Der Tod des jungen 22-jährigen Studenten der Universität Trier, der vergangene Woche auf dem Petrisberg umgebracht wurde, erschüttere das ganze Land. Der rheinland-pfälzische Ministerpräsident Gordon Schnieder (CDU) sprach daher am Montag der Familie des Opfers, seinen Freundinnen und Freunden sowie allen Angehörigen der Universitätsgemeinschaft in Trier sein Mitgefühl aus. Er stehe mit den Eltern in direktem Kontakt und habe ihnen seine persönliche Unterstützung angeboten.

"Die Tat in Trier ist entsetzlich. Ein junger Student wurde brutal und viel zu früh aus dem Leben gerissen", sagte der rheinland-pfälzische Ministerpräsident Gordon Schnieder (CDU).
"Die Tat in Trier ist entsetzlich. Ein junger Student wurde brutal und viel zu früh aus dem Leben gerissen", sagte der rheinland-pfälzische Ministerpräsident Gordon Schnieder (CDU). Kay Nietfeld

Bei dem gleichaltrigen Beschuldigten handelt es sich laut Schnieder um einen afghanischen Staatsangehörigen, der seit über zehn Jahren in Deutschland lebt und hier sowohl seinen Schulabschluss als auch seine Berufsausbildung erfolgreich absolviert hat. Seit vier Jahren habe der Tatverdächtige für eine Firma in Trier gearbeitet und als verlässlicher Mitarbeiter gegolten, er sei gut integriert gewesen.
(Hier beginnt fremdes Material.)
Issue #3858, opened 2022-01-21
Transform Response configuration doesn't work when rewrite rules are configured


LowCostCustoms:
**Branch/Environment/Version**
- Branch/Version: v3.2.2
- Environment: On-prem

**Describe the bug**
When `transform_response` and `url_rewrites` are used together, transform rules are applied improperly.

**Reproduction steps**
1. Apply the following Tyk configuration:

```json
{
  "name": "my-api",
  "api_id": "my-api",
  "org_id": "my-org",
  "proxy": {
    "listen_path": "/",
    "target_url": "",
    "strip_listen_path": true,
    "disable_strip_slash": true
  },
  "version_data": {
    "not_versioned": true,
    "versions": {
      "Default": {
        "name": "Default",
        "use_extended_paths": true,
        "extended_paths": {
          "cache": [".*"],
          "url_rewrites": [
            {
              "path": "^/$",
              "method": "GET",
              "match_pattern": "^/$",
              "rewrite_to": "http://upstream:8080/api"
            },
            {
              "path": "^/([^/]+)$",
              "method": "GET",
              "match_pattern": "^/([^/]+)$",
              "rewrite_to": "http://upstream:8080/api/$1"
            },
            {
              "path": "^/([^/]+)/([^/]+)$",
              "method": "GET",
              "match_pattern": "^/([^/]+)/([^/]+)$",
              "rewrite_to": "http://upstream:8080/api/$1/records/$2"
            }
          ],
          "transform_response": [
            {
              "path": "^/$",
              "method": "GET",
              "template_data": {
                "input_type": "json",
                "template_mode": "file",
                "template_source": "./templates/template-0.tmpl"
              }
            },
            {
              "path": "^/([^/]+)$",
              "method": "GET",
              "template_data": {
                "input_type": "json",
                "template_mode": "file",
                "template_source": "./templates/template-1.tmpl"
              }
            },
            {
              "path": "^/([^/]+)/([^/]+)$",
              "method": "GET",
              "template_data": {
                "input_type": "json",
                "template_mode": "file",
                "template_source": "./templates/template-2.tmpl"
              }
            }
          ]
        }
      }
    }
  },
  "response_processors": [
    {
      "name": "response_body_transform",
      "options": {}
    }
  ],
  "use_keyless": true,
}
```
2. Make a `GET` request against `http://localhost:8080/first/second` and ensure the response wasn't updated.

**Actual behavior**
Request path is not matched and response body transform rules aren't applied.

[...]

PR #3925, opened 2022-03-08
Fix transform response context containing wrong rewrite path

PatrickTaibel:
## Description
Changes the path context variable set by the url rewrite middleware to the correct value.

## Related Issue

- #3858

## Motivation and Context
When using regex to match paths within the url rewrite middleware, the path provided to response transform middlewares is unusable. It should get the path before the url rewriting takes place but instead it is provided with the specified path value of the url rewrite middleware (which includes all specified regex symbols).To use it like that, one would need to build a regex for matching another regex pattern.

## How This Has Been Tested
See below for the relevant parts of the config. In general, it's simply a url_rewrites section combined with a transform_response_headers section using regex for matching paths. After applying the fix this config works flawless.

extended_paths:
```json
"extended_paths": {
    "transform_response_headers": [
      {
        "delete_headers": null,
        "add_headers": {
          "Server": "mock-server",
          "x-completely-new": "Hello World",
        },
        "path": "^/test-1/override",
        "method": "GET",
        "act_on": false
      },
      {
        "delete_headers": [
          "x-completely-new",
          "Server"
        ],
        "add_headers": null,
        "path": "^/test-1/delete",
        "method": "GET",
        "act_on": false
      },
      {
        "delete_headers": [
          "Server"
        ],
        "add_headers": {
          "Content-Type": "text/plain"
        },
        "path": "^/test-1/all",
        "method": "GET",
        "act_on": false
      }
    ],
    "url_rewrites": [
      {
        "path": "^/test-1",
        "method": "GET",
        "match_pattern": "^/API-SLUG/test-1/(.*)$",
        "rewrite_to": "http://mock-api/headers.php",
        "triggers": null
      }
    ]
  }
```
response_processors:
```json
"response_processors":[{"name": "header_injector"}]
```

## Types of changes

## Checklist

  - [ ] `go fmt -s`
  - [ ] `go vet`


buger:
Appologies we missed this PR somehow! 

If you can add test case for this will be great.
You can take inspiration from the examples which I posted to your another PRs (you rock!), plus this is how to initialize API with a complex Extended paths in tests: https://github.com/TykTechnologies/tyk/blob/master/gateway/mw_validate_json_test.go#L35

Thanks!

Die Tat mache wieder einmal deutlich: "Gewalt mit Messern zerstört Leben und erschüttert unsere Gesellschaft. Dafür darf es in Deutschland keinen Platz geben."

Beschuldigter hatte unbefristeten Aufenthaltstitel

Nach Angaben des rheinland-pfälzischen Innenministeriums wurde ein Asylantrag des Tatverdächtigen 2017 abgelehnt. Das Bundesamt für Migration und Flüchtlinge habe aber ein so genanntes zielstaatsbezogenes Abschiebungsverbot festgestellt. 2023 erhielt der Beschuldigte eine Niederlassungserlaubnis in Deutschland. Also einen unbefristeten Aufenthaltstitel.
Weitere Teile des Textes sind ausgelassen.